PROBLEM:
An exact copy of all entries is the expected answer.
......
PR #4534, opened 2026-08-05
Move sncast arg validation before provider resolution

### LINKED ISSUE #4389: Call provider only after validating args
https://github.com/foundry-rs/starknet-foundry/pull/4365#discussion_r3302042130

Currently, in sncast, we attempt to resolve provider at the start of a given command:
```rs
let provider = ...
``` 
before doing anything else, including the validations. 

We should move all of the user-provided args validations:

```rs
```

```rs                
let calldata = arguments
    .try_into_calldata(&abi_from_contract_class(&contract_class)?, &selector)?;
```

before provider resolution - to avoid sending unnecessary calls.

franciszekjob:
Closes #4389

## Introduced changes

self-descriptive

## Checklist

- [x] Linked relevant issue
- [ ] Added relevant tests

### DIFF
--- a/crates/sncast/src/main.rs
+++ b/crates/sncast/src/main.rs
@@ -510,6 +510,7 @@ async fn run_async_command(cli: Cli, config: CastConfig, ui: &UI) -> Result<Exit
             } = deploy;
 
             let provider = rpc.get_provider(&config, ui).await?;
+
             let account = get_account(&config, &provider, &rpc, ui).await?;
 
             let (class_hash, declare_response, local_abi) = if let Some(class_hash) =
@@ -720,6 +721,7 @@ async fn run_async_command(cli: Cli, config: CastConfig, ui: &UI) -> Result<Exit
 
             let selector = get_selector_from_name(&function)
                 .context("Failed to convert entry point selector to FieldElement")?;
+
             let contract_address = contract_address.resolve(&config)?;
             let Arguments {
                 calldata,
--- a/crates/sncast/src/main.rs
+++ b/crates/sncast/src/main.rs
@@ -732,10 +732,10 @@ async fn run_async_command(cli: Cli, config: CastConfig, ui: &UI) -> Result<Exit
 
             let provider = rpc.get_provider(&config, ui).await?;
 
+            let class_hash = get_class_hash_by_address(&provider, contract_address).await?;
             let calldata = if let Some(calldata) = calldata {
                 calldata
             } else {
-                let class_hash = get_class_hash_by_address(&provider, contract_address).await?;
                 let contract_class = get_contract_class(class_hash, &provider).await?;
                 transform(
                     &arguments.unwrap_or_default(),
--- a/crates/sncast/src/main.rs
+++ b/crates/sncast/src/main.rs
@@ -732,6 +732,8 @@ async fn run_async_command(cli: Cli, config: CastConfig, ui: &UI) -> Result<Exit
 
             let provider = rpc.get_provider(&config, ui).await?;
 
+            let account = get_account(&config, &provider, &rpc, ui).await?;
+
             let class_hash = get_class_hash_by_address(&provider, contract_address).await?;
             let calldata = if let Some(calldata) = calldata {
                 calldata
@@ -743,8 +745,6 @@ async fn run_async_command(cli: Cli, config: CastConfig, ui: &UI) -> Result<Exit
                     &selector,
                 )?
             };
-
-            let account = get_account(&config, &provider, &rpc, ui).await?;
 
             let result = with_account!(&account, |account| {
                 starknet_commands::invoke::invoke(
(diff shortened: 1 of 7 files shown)


crates/sncast/tests/e2e/main_tests.rs
franciszekjob, line 1: note: Some tests were adjusted because Scarb.toml was missing in their tempdirs, hence they're we're failing with different error than expected.

crates/sncast/src/main.rs
```diff
@@ -359,6 +362,9 @@ async fn run_async_command(cli: Cli, config: CastConfig, ui: &UI) -> Result<Exit
             )
             .context("Failed to build contract")?;
 
+            let provider = declare.common.rpc.get_provider(&config, ui).await?;
+            let account = get_account(&config, &provider, &declare.common.rpc, ui).await?;
```
ddoktorski: For `declare` command it seems reasonable to keep the previous order due to the scarb build. Currently if there is an invalid account the command will first compile everything only to report at the end that account is incorrect

crates/sncast/src/main.rs
```diff
@@ -703,22 +719,33 @@ async fn run_async_command(cli: Cli, config: CastConfig, ui: &UI) -> Result<Exit
...
+                .map(|raw_calldata| resolve_calldata_to_felts(&raw_calldata, &config))
+                .transpose()?;
+
+            let provider = rpc.get_provider(&config, ui).await?;
+
+            let calldata = if let Some(calldata) = calldata {
+                calldata
+            } else {
+                let class_hash = get_class_hash_by_address(&provider, contract_address).await?;
+                let contract_class = get_contract_class(class_hash, &provider).await?;
```
ddoktorski: Previously it was executed unconditionally so if contract doesn't exist it fails immediately with descriptive error. What is the error now for nonexistent contract and `--calldata`?

crates/sncast/src/main.rs
ddoktorski, line 511: Why the order is not changed for the `deploy` command?

crates/sncast/src/main.rs
```diff
@@ -399,6 +405,7 @@ async fn run_async_command(cli: Cli, config: CastConfig, ui: &UI) -> Result<Exit
                 let contract_definition: SierraClass =
                     serde_json::from_str(&contract_artifacts.sierra)
                         .context("Failed to parse sierra artifact")?;
+                let rpc = declare.common.rpc.clone();
```
ddoktorski: `rpc` is borrowed by `generate_network_flag` function, so does it need to be cloned?

crates/sncast/src/main.rs
franciszekjob: Valid

crates/sncast/src/main.rs
franciszekjob: For `deploy --contract-name`, moving validation before provider/account would also move the scarb build before account validation (same as issue as the one you pointed for declare). For `deploy --class-hash`, we could move some local-only validation earlier, but handling only that subpath would make the deploy flow more branched and complicated.

crates/sncast/src/main.rs
franciszekjob: I see. For nonexistent contract address it gives
```
Error: An error occurred in the called contract = ContractErrorData { revert_error: Message("Requested contract address 0x1 is not deployed") }
```

while with `--calldata` it gives
```
Error: Transaction execution error = TransactionExecutionErrorData { transaction_index: 0, execution_error: Nested(InnerContractExecutionError { contract_address: 0xf6ecd22832b7c3713cfa7826ee309ce96a2769833f093795fafa1b8f20c48b, class_hash: 0x5b4b537eaa2399e3aa99c4e2e0208ebd6c71bc1467938cd52c798c601e43564, selector: 0x15d40a3d6ca2ac30f4031e42be28da9b056fef9bb7357ac5e85627ee876e5ad, error: Nested(InnerContractExecutionError { contract_address: 0x1, class_hash: 0x0, selector: 0x1d7377b4b2053672e38039a02d909f73c4e538c9fddbb7e97aadf700cb9a01a, error: Message("Requested contract address 0x0000000000000000000000000000000000000000000000000000000000000001 is not deployed.\n") }) }) }
```

I moved the line with class hash resolution, it's unconditional as it was before. Also added `test_contract_does_not_exist_with_calldata` for such case.

crates/sncast/tests/e2e/main_tests.rs
ddoktorski: Could you explain why do we need these changes? It seems that running these tests on the previous version makes no difference

franciszekjob: Not relevant anymore, as I changed the order of account validation after https://github.com/foundry-rs/starknet-foundry/pull/4534/commits/ce5cadb3aa1b14fc7fd2786d05d655f60266b999. Restored as they were before.

ddoktorski (approved):

integraledelebesgue (approved):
......
OUTPUT FOR THIS EXERCISE:
PR #4534, opened 2026-08-05
Move sncast arg validation before provider resolution

### LINKED ISSUE #4389: Call provider only after validating args
https://github.com/foundry-rs/starknet-foundry/pull/4365#discussion_r3302042130

Currently, in sncast, we attempt to resolve provider at the start of a given command:
```rs
let provider = ...
``` 
before doing anything else, including the validations. 

We should move all of the user-provided args validations:

```rs
```

```rs                
let calldata = arguments
    .try_into_calldata(&abi_from_contract_class(&contract_class)?, &selector)?;
```

before provider resolution - to avoid sending unnecessary calls.

franciszekjob:
Closes #4389

## Introduced changes

self-descriptive

## Checklist

- [x] Linked relevant issue
- [ ] Added relevant tests

### DIFF
--- a/crates/sncast/src/main.rs
+++ b/crates/sncast/src/main.rs
@@ -510,6 +510,7 @@ async fn run_async_command(cli: Cli, config: CastConfig, ui: &UI) -> Result<Exit
             } = deploy;
 
             let provider = rpc.get_provider(&config, ui).await?;
+
             let account = get_account(&config, &provider, &rpc, ui).await?;
 
             let (class_hash, declare_response, local_abi) = if let Some(class_hash) =
@@ -720,6 +721,7 @@ async fn run_async_command(cli: Cli, config: CastConfig, ui: &UI) -> Result<Exit
 
             let selector = get_selector_from_name(&function)
                 .context("Failed to convert entry point selector to FieldElement")?;
+
             let contract_address = contract_address.resolve(&config)?;
             let Arguments {
                 calldata,
--- a/crates/sncast/src/main.rs
+++ b/crates/sncast/src/main.rs
@@ -732,10 +732,10 @@ async fn run_async_command(cli: Cli, config: CastConfig, ui: &UI) -> Result<Exit
 
             let provider = rpc.get_provider(&config, ui).await?;
 
+            let class_hash = get_class_hash_by_address(&provider, contract_address).await?;
             let calldata = if let Some(calldata) = calldata {
                 calldata
             } else {
-                let class_hash = get_class_hash_by_address(&provider, contract_address).await?;
                 let contract_class = get_contract_class(class_hash, &provider).await?;
                 transform(
                     &arguments.unwrap_or_default(),
--- a/crates/sncast/src/main.rs
+++ b/crates/sncast/src/main.rs
@@ -732,6 +732,8 @@ async fn run_async_command(cli: Cli, config: CastConfig, ui: &UI) -> Result<Exit
 
             let provider = rpc.get_provider(&config, ui).await?;
 
+            let account = get_account(&config, &provider, &rpc, ui).await?;
+
             let class_hash = get_class_hash_by_address(&provider, contract_address).await?;
             let calldata = if let Some(calldata) = calldata {
                 calldata
@@ -743,8 +745,6 @@ async fn run_async_command(cli: Cli, config: CastConfig, ui: &UI) -> Result<Exit
                     &selector,
                 )?
             };
-
-            let account = get_account(&config, &provider, &rpc, ui).await?;
 
             let result = with_account!(&account, |account| {
                 starknet_commands::invoke::invoke(
(diff shortened: 1 of 7 files shown)


crates/sncast/tests/e2e/main_tests.rs
franciszekjob, line 1: note: Some tests were adjusted because Scarb.toml was missing in their tempdirs, hence they're we're failing with different error than expected.

crates/sncast/src/main.rs
```diff
@@ -359,6 +362,9 @@ async fn run_async_command(cli: Cli, config: CastConfig, ui: &UI) -> Result<Exit
             )
             .context("Failed to build contract")?;
 
+            let provider = declare.common.rpc.get_provider(&config, ui).await?;
+            let account = get_account(&config, &provider, &declare.common.rpc, ui).await?;
```
ddoktorski: For `declare` command it seems reasonable to keep the previous order due to the scarb build. Currently if there is an invalid account the command will first compile everything only to report at the end that account is incorrect

crates/sncast/src/main.rs
```diff
@@ -703,22 +719,33 @@ async fn run_async_command(cli: Cli, config: CastConfig, ui: &UI) -> Result<Exit
...
+                .map(|raw_calldata| resolve_calldata_to_felts(&raw_calldata, &config))
+                .transpose()?;
+
+            let provider = rpc.get_provider(&config, ui).await?;
+
+            let calldata = if let Some(calldata) = calldata {
+                calldata
+            } else {
+                let class_hash = get_class_hash_by_address(&provider, contract_address).await?;
+                let contract_class = get_contract_class(class_hash, &provider).await?;
```
ddoktorski: Previously it was executed unconditionally so if contract doesn't exist it fails immediately with descriptive error. What is the error now for nonexistent contract and `--calldata`?

crates/sncast/src/main.rs
ddoktorski, line 511: Why the order is not changed for the `deploy` command?

crates/sncast/src/main.rs
```diff
@@ -399,6 +405,7 @@ async fn run_async_command(cli: Cli, config: CastConfig, ui: &UI) -> Result<Exit
                 let contract_definition: SierraClass =
                     serde_json::from_str(&contract_artifacts.sierra)
                         .context("Failed to parse sierra artifact")?;
+                let rpc = declare.common.rpc.clone();
```
ddoktorski: `rpc` is borrowed by `generate_network_flag` function, so does it need to be cloned?

crates/sncast/src/main.rs
franciszekjob: Valid

crates/sncast/src/main.rs
franciszekjob: For `deploy --contract-name`, moving validation before provider/account would also move the scarb build before account validation (same as issue as the one you pointed for declare). For `deploy --class-hash`, we could move some local-only validation earlier, but handling only that subpath would make the deploy flow more branched and complicated.

crates/sncast/src/main.rs
franciszekjob: I see. For nonexistent contract address it gives
```
Error: An error occurred in the called contract = ContractErrorData { revert_error: Message("Requested contract address 0x1 is not deployed") }
```

while with `--calldata` it gives
```
Error: Transaction execution error = TransactionExecutionErrorData { transaction_index: 0, execution_error: Nested(InnerContractExecutionError { contract_address: 0xf6ecd22832b7c3713cfa7826ee309ce96a2769833f093795fafa1b8f20c48b, class_hash: 0x5b4b537eaa2399e3aa99c4e2e0208ebd6c71bc1467938cd52c798c601e43564, selector: 0x15d40a3d6ca2ac30f4031e42be28da9b056fef9bb7357ac5e85627ee876e5ad, error: Nested(InnerContractExecutionError { contract_address: 0x1, class_hash: 0x0, selector: 0x1d7377b4b2053672e38039a02d909f73c4e538c9fddbb7e97aadf700cb9a01a, error: Message("Requested contract address 0x0000000000000000000000000000000000000000000000000000000000000001 is not deployed.\n") }) }) }
```

I moved the line with class hash resolution, it's unconditional as it was before. Also added `test_contract_does_not_exist_with_calldata` for such case.

crates/sncast/tests/e2e/main_tests.rs
ddoktorski: Could you explain why do we need these changes? It seems that running these tests on the previous version makes no difference

franciszekjob: Not relevant anymore, as I changed the order of account validation after https://github.com/foundry-rs/starknet-foundry/pull/4534/commits/ce5cadb3aa1b14fc7fd2786d05d655f60266b999. Restored as they were before.

ddoktorski (approved):

integraledelebesgue (approved):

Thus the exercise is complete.